# Anomaly Detection Notes

### Introduction

Wikipedia says

It is the identification of rare items, events or observations which raise suspicions by differing significantly from the majority of the data.

This definition perfectly tells what an anomaly detection is. It is identifying the datapoints which are quite different from most of the data.

### Importance

In today’s big data world, every organisation has dataset of sizes where humans can’t manually look into them and derive interesting conclusions, thus we need computers to do it for us. But interesting stuffs can we derive from this data purely depends on the type of data. For monitoring data, we can find out things like software regressions caused by new version release, increase in traffic due to DDOS attacks, someone trying to exploit software vulnerabilities and many more which we maynot even guess at this point of time.

### Leveraging basic statistics

We need to do some level of aggregation before applying any anomaly detection algorithm.

Marking datapoints outside three-sigma as outliers. This method can only be applied to normal distribution dataset. Hence we need to figure see if the dataset is normally distributed (bell-curve). The fundamental flaw with three-sigma method is it looks at mean of all the past data.

But most of the data isn’t normally distributed but vary seasonally.
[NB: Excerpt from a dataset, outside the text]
PR #968, opened 2022-04-20
Compact Nullable Primitive Arrays [API-1297]

sancar:


ihsandemir (dismissed):

hazelcast/include/hazelcast/client/serialization/pimpl/compact.h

I think this is very common in production services in organisations for metrics like web traffic. This mean we need to consider “moving” mean for such case. This is called moving average where the average is calculated only on a moving timeframe like past 1 hour datapoints. We also generally smooth the data over this sliding window before calculating the moving average.

Within moving average, one can do simple moving average or weighted moving average. In simple moving average, each datapoint in the sliding window has same weightage i.e each datapoint contributes equally in the average calculation. While, in weighted moving average, recent data has higher weightage in calculating the average.

For smoothing, we have exponential smoothing (holt linear), double exponential smoothing and triple exponential smoothing (holt-winters).

Also, we can compare current datapoints with last/last-to-last week for such seasonal data.